*TASK PROMPT*
Lines holding the string "extension" are the ones to copy from this listing.

*DATA RECORDS*

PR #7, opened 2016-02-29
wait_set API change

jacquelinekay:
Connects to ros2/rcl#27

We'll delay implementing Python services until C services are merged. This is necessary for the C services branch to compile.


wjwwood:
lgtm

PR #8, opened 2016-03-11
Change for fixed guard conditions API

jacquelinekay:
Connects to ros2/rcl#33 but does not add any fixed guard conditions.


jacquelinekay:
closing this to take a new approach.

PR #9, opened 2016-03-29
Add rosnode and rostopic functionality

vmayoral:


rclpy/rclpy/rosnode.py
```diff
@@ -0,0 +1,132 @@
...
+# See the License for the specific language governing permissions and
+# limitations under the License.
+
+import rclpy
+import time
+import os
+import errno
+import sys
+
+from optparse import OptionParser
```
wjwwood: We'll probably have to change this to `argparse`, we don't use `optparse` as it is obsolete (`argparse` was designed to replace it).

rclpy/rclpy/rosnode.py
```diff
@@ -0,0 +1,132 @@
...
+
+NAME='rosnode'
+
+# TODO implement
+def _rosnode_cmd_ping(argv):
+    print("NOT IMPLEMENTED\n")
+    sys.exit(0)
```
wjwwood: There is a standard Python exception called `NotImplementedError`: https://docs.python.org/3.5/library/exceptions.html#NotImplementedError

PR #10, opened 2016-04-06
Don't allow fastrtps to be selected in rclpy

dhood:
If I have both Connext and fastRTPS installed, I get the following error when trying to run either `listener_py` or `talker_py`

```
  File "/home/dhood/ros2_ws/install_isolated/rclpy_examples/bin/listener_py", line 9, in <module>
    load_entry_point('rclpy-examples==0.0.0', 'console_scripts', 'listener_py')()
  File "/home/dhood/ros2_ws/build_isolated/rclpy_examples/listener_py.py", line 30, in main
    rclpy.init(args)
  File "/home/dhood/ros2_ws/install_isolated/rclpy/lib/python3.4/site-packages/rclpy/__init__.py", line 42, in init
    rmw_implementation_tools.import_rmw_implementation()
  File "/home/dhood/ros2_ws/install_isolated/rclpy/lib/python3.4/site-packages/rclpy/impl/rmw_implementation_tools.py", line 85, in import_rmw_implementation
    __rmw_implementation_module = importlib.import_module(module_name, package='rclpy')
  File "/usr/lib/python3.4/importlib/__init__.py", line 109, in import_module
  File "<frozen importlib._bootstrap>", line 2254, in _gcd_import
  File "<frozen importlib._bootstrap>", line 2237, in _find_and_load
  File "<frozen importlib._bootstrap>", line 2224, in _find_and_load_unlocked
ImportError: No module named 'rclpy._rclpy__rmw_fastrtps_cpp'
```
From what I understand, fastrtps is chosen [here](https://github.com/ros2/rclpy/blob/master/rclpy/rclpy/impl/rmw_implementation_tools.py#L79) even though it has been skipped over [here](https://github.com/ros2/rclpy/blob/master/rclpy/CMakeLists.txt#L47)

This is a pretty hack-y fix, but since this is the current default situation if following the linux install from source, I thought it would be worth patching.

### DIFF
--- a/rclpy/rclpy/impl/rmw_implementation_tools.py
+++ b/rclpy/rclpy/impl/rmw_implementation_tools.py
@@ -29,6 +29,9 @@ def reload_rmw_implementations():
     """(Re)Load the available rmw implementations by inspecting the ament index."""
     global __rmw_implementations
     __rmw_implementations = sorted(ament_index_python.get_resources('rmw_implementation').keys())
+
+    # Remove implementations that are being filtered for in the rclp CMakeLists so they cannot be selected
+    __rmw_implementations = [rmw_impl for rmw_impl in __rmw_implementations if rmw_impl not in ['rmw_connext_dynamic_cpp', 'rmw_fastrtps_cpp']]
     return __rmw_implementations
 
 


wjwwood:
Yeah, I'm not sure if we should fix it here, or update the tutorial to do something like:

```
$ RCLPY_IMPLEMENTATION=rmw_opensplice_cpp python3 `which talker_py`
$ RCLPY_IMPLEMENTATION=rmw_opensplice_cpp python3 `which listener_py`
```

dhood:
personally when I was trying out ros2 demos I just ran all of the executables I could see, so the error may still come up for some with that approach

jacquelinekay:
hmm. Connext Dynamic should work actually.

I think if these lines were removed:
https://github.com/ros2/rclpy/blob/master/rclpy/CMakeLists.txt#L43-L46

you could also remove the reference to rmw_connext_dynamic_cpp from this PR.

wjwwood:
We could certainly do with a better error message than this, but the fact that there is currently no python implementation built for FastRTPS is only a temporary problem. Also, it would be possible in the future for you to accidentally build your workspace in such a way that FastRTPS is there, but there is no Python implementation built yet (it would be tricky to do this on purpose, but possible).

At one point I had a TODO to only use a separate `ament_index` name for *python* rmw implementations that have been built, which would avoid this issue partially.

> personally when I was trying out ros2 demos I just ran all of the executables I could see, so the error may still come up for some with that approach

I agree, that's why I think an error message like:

--

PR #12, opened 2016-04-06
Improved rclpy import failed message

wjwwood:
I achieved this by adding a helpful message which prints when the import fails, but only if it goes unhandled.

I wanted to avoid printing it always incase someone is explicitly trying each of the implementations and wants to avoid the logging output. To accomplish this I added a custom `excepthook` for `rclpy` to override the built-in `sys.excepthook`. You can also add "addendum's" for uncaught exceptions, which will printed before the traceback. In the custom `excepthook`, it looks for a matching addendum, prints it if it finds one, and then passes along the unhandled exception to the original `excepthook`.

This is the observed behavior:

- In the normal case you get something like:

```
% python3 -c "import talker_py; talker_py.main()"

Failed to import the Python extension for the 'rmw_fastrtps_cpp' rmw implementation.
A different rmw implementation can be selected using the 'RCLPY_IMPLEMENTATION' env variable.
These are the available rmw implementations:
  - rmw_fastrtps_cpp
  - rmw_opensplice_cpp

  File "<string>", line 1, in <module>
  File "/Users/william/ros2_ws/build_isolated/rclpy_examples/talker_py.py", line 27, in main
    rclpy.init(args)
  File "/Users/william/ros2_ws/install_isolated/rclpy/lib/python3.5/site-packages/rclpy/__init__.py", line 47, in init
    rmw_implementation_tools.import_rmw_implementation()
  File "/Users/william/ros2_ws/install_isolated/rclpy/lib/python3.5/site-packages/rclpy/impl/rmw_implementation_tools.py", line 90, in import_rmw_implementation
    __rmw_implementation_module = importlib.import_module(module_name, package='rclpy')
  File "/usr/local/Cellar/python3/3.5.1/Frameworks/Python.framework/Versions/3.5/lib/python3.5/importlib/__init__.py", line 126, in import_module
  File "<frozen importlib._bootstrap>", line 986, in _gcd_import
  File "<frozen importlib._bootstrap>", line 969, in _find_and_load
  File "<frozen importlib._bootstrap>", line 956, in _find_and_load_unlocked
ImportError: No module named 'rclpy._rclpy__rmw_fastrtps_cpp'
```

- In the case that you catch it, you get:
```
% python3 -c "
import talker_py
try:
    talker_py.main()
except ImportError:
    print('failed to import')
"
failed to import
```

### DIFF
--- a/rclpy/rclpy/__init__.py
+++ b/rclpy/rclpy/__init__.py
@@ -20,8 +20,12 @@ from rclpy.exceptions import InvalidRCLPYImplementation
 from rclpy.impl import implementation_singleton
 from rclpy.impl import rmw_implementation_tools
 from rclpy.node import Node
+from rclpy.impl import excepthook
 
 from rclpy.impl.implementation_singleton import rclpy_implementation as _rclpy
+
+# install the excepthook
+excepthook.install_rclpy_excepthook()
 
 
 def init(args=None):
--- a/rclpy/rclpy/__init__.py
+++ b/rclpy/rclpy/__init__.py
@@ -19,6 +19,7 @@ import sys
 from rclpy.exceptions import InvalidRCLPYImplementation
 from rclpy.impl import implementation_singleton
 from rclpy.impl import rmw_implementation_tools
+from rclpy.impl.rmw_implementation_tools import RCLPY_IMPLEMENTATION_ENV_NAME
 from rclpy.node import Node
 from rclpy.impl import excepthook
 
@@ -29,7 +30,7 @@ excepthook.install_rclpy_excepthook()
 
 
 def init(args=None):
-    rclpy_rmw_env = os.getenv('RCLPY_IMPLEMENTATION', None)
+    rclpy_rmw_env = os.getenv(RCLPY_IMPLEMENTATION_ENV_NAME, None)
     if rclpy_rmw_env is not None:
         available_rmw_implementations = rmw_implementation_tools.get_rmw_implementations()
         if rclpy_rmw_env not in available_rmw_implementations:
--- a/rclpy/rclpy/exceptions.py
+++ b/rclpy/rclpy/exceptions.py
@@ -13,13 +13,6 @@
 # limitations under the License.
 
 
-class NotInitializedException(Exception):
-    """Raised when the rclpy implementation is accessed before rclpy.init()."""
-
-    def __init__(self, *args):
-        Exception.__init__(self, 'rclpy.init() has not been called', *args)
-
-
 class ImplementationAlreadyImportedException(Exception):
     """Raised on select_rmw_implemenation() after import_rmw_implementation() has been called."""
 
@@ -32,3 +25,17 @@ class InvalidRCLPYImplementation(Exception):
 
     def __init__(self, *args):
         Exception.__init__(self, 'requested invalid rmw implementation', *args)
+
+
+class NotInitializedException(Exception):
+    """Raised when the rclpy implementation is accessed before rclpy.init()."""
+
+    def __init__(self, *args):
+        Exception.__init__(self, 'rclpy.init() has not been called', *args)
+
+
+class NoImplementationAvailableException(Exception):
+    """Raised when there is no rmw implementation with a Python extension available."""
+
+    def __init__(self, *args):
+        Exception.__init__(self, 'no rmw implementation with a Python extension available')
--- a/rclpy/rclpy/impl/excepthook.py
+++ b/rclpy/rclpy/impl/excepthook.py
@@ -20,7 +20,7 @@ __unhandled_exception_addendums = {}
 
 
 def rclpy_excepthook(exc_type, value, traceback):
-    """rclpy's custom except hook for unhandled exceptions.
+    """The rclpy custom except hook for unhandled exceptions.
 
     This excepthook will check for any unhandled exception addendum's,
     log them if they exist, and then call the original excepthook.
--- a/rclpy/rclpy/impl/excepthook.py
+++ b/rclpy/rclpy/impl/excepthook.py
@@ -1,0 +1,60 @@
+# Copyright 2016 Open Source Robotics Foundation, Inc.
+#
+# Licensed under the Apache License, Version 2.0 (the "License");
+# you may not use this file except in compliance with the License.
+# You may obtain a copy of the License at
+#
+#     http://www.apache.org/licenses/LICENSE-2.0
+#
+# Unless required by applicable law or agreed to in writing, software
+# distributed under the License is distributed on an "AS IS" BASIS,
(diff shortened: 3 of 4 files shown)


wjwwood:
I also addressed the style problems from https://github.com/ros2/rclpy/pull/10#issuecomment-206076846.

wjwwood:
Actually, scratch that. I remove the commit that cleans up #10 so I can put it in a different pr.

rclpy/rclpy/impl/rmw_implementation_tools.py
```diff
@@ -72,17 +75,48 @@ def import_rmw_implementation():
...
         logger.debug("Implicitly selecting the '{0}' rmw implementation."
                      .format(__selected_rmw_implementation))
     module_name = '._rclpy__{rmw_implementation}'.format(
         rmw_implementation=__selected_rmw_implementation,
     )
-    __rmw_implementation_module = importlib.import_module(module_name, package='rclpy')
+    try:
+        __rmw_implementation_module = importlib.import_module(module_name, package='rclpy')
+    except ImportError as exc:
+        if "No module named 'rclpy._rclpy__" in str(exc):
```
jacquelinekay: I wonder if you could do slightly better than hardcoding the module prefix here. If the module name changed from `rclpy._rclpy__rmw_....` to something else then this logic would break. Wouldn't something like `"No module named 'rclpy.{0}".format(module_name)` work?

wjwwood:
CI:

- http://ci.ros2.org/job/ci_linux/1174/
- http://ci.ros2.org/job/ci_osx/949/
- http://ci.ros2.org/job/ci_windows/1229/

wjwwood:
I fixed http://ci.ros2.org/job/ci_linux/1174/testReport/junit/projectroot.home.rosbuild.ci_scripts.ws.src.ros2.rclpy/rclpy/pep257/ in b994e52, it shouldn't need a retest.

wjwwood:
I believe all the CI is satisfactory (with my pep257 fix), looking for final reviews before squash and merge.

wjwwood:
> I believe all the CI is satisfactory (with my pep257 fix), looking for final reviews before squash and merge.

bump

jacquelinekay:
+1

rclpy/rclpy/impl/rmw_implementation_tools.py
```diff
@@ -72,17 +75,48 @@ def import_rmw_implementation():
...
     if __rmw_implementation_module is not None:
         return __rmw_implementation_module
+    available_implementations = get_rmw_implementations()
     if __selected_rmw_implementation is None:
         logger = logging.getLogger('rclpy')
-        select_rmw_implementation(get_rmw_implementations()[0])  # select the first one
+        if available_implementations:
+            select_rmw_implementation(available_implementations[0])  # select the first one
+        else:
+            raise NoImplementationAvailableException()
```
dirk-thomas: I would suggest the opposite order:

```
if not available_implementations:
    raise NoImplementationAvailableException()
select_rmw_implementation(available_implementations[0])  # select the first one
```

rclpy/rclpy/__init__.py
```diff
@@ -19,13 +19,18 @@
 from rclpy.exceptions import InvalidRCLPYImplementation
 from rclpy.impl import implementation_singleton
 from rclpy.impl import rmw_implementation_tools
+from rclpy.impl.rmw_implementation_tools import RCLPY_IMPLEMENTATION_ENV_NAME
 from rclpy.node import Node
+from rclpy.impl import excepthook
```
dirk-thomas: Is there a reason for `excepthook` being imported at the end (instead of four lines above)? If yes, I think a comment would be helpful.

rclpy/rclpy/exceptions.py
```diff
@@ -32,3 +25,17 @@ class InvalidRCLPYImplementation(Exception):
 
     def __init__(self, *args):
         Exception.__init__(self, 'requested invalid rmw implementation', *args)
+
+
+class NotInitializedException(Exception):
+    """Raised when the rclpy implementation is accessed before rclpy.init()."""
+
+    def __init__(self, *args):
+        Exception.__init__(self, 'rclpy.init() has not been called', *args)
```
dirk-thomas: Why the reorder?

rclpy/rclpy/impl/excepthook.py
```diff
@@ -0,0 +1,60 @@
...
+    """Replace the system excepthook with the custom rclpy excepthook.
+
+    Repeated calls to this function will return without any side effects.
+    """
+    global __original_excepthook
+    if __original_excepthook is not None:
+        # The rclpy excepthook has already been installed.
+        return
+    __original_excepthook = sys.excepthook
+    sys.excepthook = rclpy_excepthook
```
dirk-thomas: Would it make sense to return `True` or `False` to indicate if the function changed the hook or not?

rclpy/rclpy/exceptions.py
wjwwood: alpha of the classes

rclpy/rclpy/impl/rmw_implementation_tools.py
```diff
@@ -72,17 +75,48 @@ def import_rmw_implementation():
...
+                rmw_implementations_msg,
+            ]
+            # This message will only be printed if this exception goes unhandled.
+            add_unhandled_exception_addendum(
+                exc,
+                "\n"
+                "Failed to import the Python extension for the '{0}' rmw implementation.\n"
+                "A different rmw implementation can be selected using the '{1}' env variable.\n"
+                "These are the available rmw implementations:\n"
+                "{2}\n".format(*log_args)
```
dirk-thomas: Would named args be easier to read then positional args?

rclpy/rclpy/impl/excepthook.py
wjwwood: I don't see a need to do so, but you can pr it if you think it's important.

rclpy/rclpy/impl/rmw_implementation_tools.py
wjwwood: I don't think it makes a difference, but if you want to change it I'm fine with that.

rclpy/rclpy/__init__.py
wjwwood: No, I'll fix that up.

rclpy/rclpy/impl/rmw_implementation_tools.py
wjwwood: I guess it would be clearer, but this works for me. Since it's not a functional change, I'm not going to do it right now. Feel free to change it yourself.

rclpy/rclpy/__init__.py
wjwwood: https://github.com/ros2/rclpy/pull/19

*ANSWER BOX*
Failed to import the Python extension for the 'rmw_fastrtps_cpp' rmw implementation.
+    """Raised when there is no rmw implementation with a Python extension available."""
+        Exception.__init__(self, 'no rmw implementation with a Python extension available')
+                "Failed to import the Python extension for the '{0}' rmw implementation.\n"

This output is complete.